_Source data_
PR #56, opened 2016-12-22
Added a brush for recoloring a portion/all of an image.

tocsoft:
This is an example of the `RecolorBrush` changing `Color.Yellow` to `Color.HotPink` with a `threashold` of 0.2 being applied to a `Rectangle` 1/2 height full width, centered.

image

The main reason I've added this is as an example for applying things that might traditionally thought of as filters as brushes. And for me to extend the brushes API(before its locked down) to enable this sort of brush.

Using this technique would allow for filters/brushes to be applied to any arbitrary shapes and not just the whole image.


JimBobSquarePants:
@tocsoft 

That's pretty damn cool!

The only thing concerns me about this PR is the introduction of the new `IReadOnlyPixelAccessor<TColor>`. I don't think it is required and we should pass the concrete `PixelAccessor<TColor>`. I'm fairly certain using the interface on a hotpath will slow things down and we are never going to require another implementation of the functionality anyway. (If we test, we test the real thing).

Using the interface also restricts us if we ever need to change the functionality, Changing an interface is major version stuff.

src/ImageSharp/Image/IReadonlyPixelAccessor{TColor}.cs
```diff
@@ -0,0 +1,50 @@
...
+    using System;
+    using System.Diagnostics;
+    using System.Runtime.CompilerServices;
+    using System.Runtime.InteropServices;
+
+    /// <summary>
+    /// Provides per-pixel readonly access to generic <see cref="Image{TColor}"/> pixels.
+    /// </summary>
+    /// <typeparam name="TColor">The pixel format.</typeparam>
+    public interface IReadonlyPixelAccessor<TColor>
```
JimBobSquarePants: I don't think we need this. `PixelAccessor<TColor>` isn't an extension point.

tocsoft: My logic with the interface was I explicitly didn't want the brush to have write access to the pixels, the only other way I can think to do it would be with a very thin struct wrapper around `PixelAccessor` with aggressive inlining hints.

JimBobSquarePants: Och... I wouldn't worry about it. Anyone writing a new brush should know not to do that.

tocsoft:
@JimBobSquarePants I've dropped the `IReadonlyPixelAccessor<TColor>` in favour of `PixelAccessor<TColor>`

_Work request_
Among the lines above, find those with the string "things" and copy them.

_Completed exercise_
The main reason I've added this is as an example for applying things that might traditionally thought of as filters as brushes. And for me to extend the brushes API(before its locked down) to enable this sort of brush.
The only thing concerns me about this PR is the introduction of the new `IReadOnlyPixelAccessor<TColor>`. I don't think it is required and we should pass the concrete `PixelAccessor<TColor>`. I'm fairly certain using the interface on a hotpath will slow things down and we are never going to require another implementation of the functionality anyway. (If we test, we test the real thing).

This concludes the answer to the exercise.